If you are looking for gift ideas or good reads for Mother's Day, here's a brief look at several books that have come our way:
A LIFT OR A LAUGH
"CREATED FOR GREATER THINGS," Jeffrey R. Holland, Deseret Book, $15.99
Sometimes a well-chosen thought is all we need to keep us going, and this little volume does just that. Elder Holland's insights and words of encouragement — particularly to women — are paired with inspiring images that will lift and strengthen readers. "I believe we have all been created for greater things than we can comprehend," he says. "But such accomplishments are not achieved by fierce competitiveness, calculated one-up-manship, or cold indifference to others. True greatness will always be predicated upon love, respect, compassion, dignity prayer, hard work, God."
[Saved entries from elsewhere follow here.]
PR #266, opened 2015-01-28
Pattern fill and stroke

mcm69:


mcm69:
@skavish @shamansir please review

src/anm/graphics/brush.js
```diff
@@ -176,6 +176,21 @@ Brush.prototype.adapt = function(ctx) {
...
+            fill;
+        var canvas = engine.createCanvas(this.pattern.w, this.pattern.h, null, 1);
+        var cctx = canvas.getContext('2d');
+        elm.pivot(0,0);
+        elm.disabled = false;
+        elm.render(cctx, 0, 0);
+        elm.disabled = true;
+        fill = canvas;
+
+        if (fill) {
```
shamansir: Why `fill` could be `false` here?

src/import/animatron-importer.js
```diff
@@ -744,8 +748,16 @@ Import.fill = function(src) {
...
+    var fill;
+    if (is.str(src[0])) {
+        fill = src[0];
+    } else if (is.arr(src[0])) {
+        if (is.arr(src[0][0])) {
+            fill = Import.grad(src[0]);
+        }
+        fill = Import.pattern(src[0]);
+    }
+    return Brush.stroke(fill, // paint
```
shamansir: In removed lines above, first argument for `Brush.stroke` was `src[1]` for both array-case and non-array-case. Why was it changed to `src[0]` here, while `src[0]` is a width, as the line below states?

src/anm/graphics/brush.js
mcm69: it could be in the previous version, thanks for noticing!

src/import/animatron-importer.js
mcm69: ¯\_(ツ)_/¯

shamansir: I mean, may be export format was changed or it was a bug here before, but then the line below looks improper.

mcm69: I mean "my bad"  ¯\_(ツ)_/¯

shamansir: Uh, ok then :)

shamansir:
lgtm now.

"BEDTIME AND NAPTIME: The Simple Joys of a Mom's Life," Hilary Weeks, Deseret Book, $14.99
Whether it's recording the funny comments her 4-year-old makes, quoting favorite authors, noticing how much a teenage daughter wants to copy her mother, sharing favorite recipes, or making up new words for popular songs, Weeks hopes this book will help mothers recognize the tender mercies that make it all worthwhile. Included is a CD with seven song parodies such as "Climb Every Mountain," "Bibbidi Bobbidi Boo" and "My Favorite Things."
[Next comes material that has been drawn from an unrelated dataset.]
PR #267, opened 2015-01-29
change ordering of resource load

mcm69:
When loading a movie for a second time, the resource manager notified the player that the resources are ready before the actual `loadOrGet`s happened. This led to the player starting playback when some of the elements (namely audio) were not yet ready. This is now fixed.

"MORNING SONG: Poems for New Parents," edited by Susan Todd and Carol Purington, St. Martin's Press, $21.99
With selections drawn from the Bible and traditional folk songs to Emily Dickinson and Robert Frost, this collection is poignant, inspiring, thoughtful and fun. Divided into sections such as Beginnings, Waiting, Birth Day, Newest Child, Sleep and Song, and At Play, the poems bring forth "the cosmic and the comic, the spiritual and the pragmatic, the whimsical and the divine."
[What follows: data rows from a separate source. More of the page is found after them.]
PR #269, opened 2015-02-03
make the utils.fit_rects return values whole

mcm69:
@shamansir this looks like a safe fix to avoid a nasty IE10 bug (https://connect.microsoft.com/IE/feedback/details/772169/canvas-clearrect-fails-if-clip-rectangle-has-non-integer) when rendering w/ ribbons, please take a look


shamansir:
Looks valid, thank you!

"SORRY I PEED ON YOU (and Other Heartwarming Letters to Mommy)", Jeremy Greenberg, Andrews McMeel Universal, $12.99
Picture some of those particularly embarrassing moments involving your kids — the ones that make you wonder: what in the world were they thinking? Jeremy Greenberg has the answer. His humorous "letters" are written from the first-person perspective of toddlers who feel the need to apologize or enlighten mom. For example, Re: the bathroom beautification initiative: "I have lived in this house for three years now, Mommy, and I thought it'd be nice to draw something that says a toddler is part of this community." Re: these aren't Shrek ears: "I'm eating what? Broccoli does not sound like something a toddler should be eating. … Broccoli is the yukiest substance known to kids." Expressive pictures add to the fun.
HELP AND HOW-TO
"THROUGH HIS EYES: Rethinking What You Believe About Yourself," by Virginia H. Pearce, Deseret Book, $19.99
Just as you can clean the clutter out of your closets and off your shelves, you can clean it out of your mind, says Virginia H. Pearce. Clutter is not just a physical reality, it can be a mental one, too. And many of the beliefs and fictions that clutter our minds can keep us from recognizing "Truths with a capital T." Pearce provides both inspiration and practical suggestions on how to discard the things that may be hindering our progress.
"THE MOMMY DOCS' ULTIMATE GUIDE TO PREGNANCY AND BIRTH," by Yvonne Bohn, Allison Hill, Alane Park, DaCapo Press, $15.95
Written by three women who are both doctors and mothers, the book provides a comprehensive guide to pretty much everything that happens from preparing for pregnancy through the "fourth trimester" after birth, with special sections on such things as high-risk pregnancies and unexpected curveballs. Also included are answers to frequently asked questions and the facts about popular myths.